Een populaire benadering is de cross-culturele vergelijking waarin individuen van ten minste twee verschillende culturele groepen worden onderzocht en worden vergeleken op een aspect van gedrag. Daarnaast is er etnografie waarbij een onderzoeker gedurende een tijd in een cultuur gaat leven en leden observeert, interviewt en test. Er wordt hierbij een gedetailleerde beschrijving van de manier van leven van een samenleving gemaakt, inclusief de houdingen, gebruiken en gedrag. Informatie van honderden van deze rapporten is vastgelegd in de Human Relations Area Files (HRAF) en wordt vaak gebruikt voor hologeistic research. Daarnaast is er de narratieve methode waarbij onderzoekers verhalende materialen analyseren, zoals verhalen, dagboeken of brieven. Tegenwoordig wordt vaker gebruikt gemaakt van meerdere soorten onderzoeksmethodes, zowel kwalitatieve als kwantitatieve.

 

Methoden voor het bepalen van componenten van de ontwikkelingsniche

Een overzicht van de onderzoekstechnieken voor het onderzoeken van de ontwikkelingsniche wordt gepresenteerd in tabel 2.5 in Gardiner en Kosmitzki (2011).

 

Volgens Super en Harkness is de eerste methode, participerende observatie (een techniek waarin een onderzoeker voor een tijdje in een groep mensen leeft en het dagelijks leven, de activiteiten en rituelen observeert) en etnografische interviews (mensen in de groep vragen naar hun cultuur typisch gedrag, houding, geloof en hun waarden) onontbeerlijk om te leren begrijpen welke elementen van de drie componenten van de ontwikkelingsniche onderzocht moeten worden. Technieken die handig zijn om settingen van het systeem (eerste component van de ontwikkelingsniche) te identificeren zijn spot observaties en dagboeken. Om echt de gewoontes (tweede component van de ontwikkelingsniche) van een cultuur te begrijpen heeft men kwalitatief en kwantitatief onderzoek nodig.
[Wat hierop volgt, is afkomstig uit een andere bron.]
PR #1272, opened 2023-01-24
Feature/1252 control hajk programatically

### LINKED ISSUE #1252: Add an API to control certain Hajk features programmatically
_Edit: Scroll down to read on about the methodology I'm thinking of for this issue._
A common use case for Hajk is to be embedded, as an IFRAME, on another website.

This has been known for a while, and the #192 _Clean mode_ has been around ever since.

We now see an increasing demand for allowing programatic control of certain Hajk features, including:
- zoom level (`z` param)
- x and y coordinates (`x` and `y`)
- search query string (`q` param)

Twee manieren van kwalitatief onderzoek zijn direct observeren en etnografische beschrijvingen. Om de psychologie van de verzorger én zijn of haar waardes en overtuigingen over opvoeding (derde component van de ontwikkelingsniche) te onderzoeken, kan gebruik gemaakt worden van gestructureerde vragenlijsten en formele methodes.

 

Het bestuderen van ecologische systemen

Bronfenbrenner is degene geweest die de ideeën en hypothesen van het ecologische model heeft ontwikkeld, anderen bevestigden zijn hypothesen.

 

 

3. Cultuur en socialisatie

 

Om culturele verschillen te begrijpen, moeten we kijken naar de manier waarop de cultuur waarden, overtuigingen/geloof en gedrag definieert. Hiervoor hebben we begrip van socialisatie nodig.

 

Ecologische context

Volgens de ecologische aanpak vindt een bepaalde ontwikkeling plaats door de interactie tussen het individu en verschillende omgevingen.

 

Wat is socialisatie?

Socialisatie wordt gedefinieerd als het proces waardoor het individu deel wordt van een bepaalde cultuur en deze waarden, dit geloof en ander gedrag overneemt om in die cultuur te kunnen functioneren. Socialisatie is een manier om gewenst en ongewenst gedrag duidelijk te maken, te laten zien hoe iemand in die cultuur succesvol kan zijn en om tradities door te geven. Voorheen waren veel theorieën etnocentrisch, er werd gedacht dat de Westerse verklaringen van gedrag ook in andere landen toepasbaar waren.

 

Een onderzoeker die veel bij heeft gedragen aan socialisatietheorieën is Rogoff. Hij vulde de zone van proximale ontwikkeling van Vygotsky aan met het begrip leidende participatie (guided participation). Behalve door instructie en scaffolding kunnen kinderen ook leren van niet verbale en verborgen vormen van communicatie. Kinderen zijn zelf actief in het socialiseringsproces, dus socialisatie heeft een tweeweg ofwel directionele aard.

 

Ecologisch model en de ontwikkelingsniche

Het ecologisch model helpt ons te kijken naar de menselijke ontwikkeling in de ‘echte’ wereld. Door de vijf categorieën van intergerelateerde systemen is het mogelijk om leven tussen culturen te bestuderen. Sociale isolatie is de interactie van een individu met zijn of haar omgevingen (microsysteem, mesosysteem, exosysteem, macrosysteem en chronosysteem). Socialisatie speelt ook een belangrijke rol in de drie intergerelateerde componenten van de ontwikkelingsniche van Super en Harkness.

 

Enkele culturele variaties in het socialiseren van gedrag

Het doel is om cross-cultureel onderzoek te bekijken op verschillende aspecten, vanaf de vroege kindertijd tot in de late volwassenheid, maar eerst komt de ontwikkeling voor de geboorte aan bod.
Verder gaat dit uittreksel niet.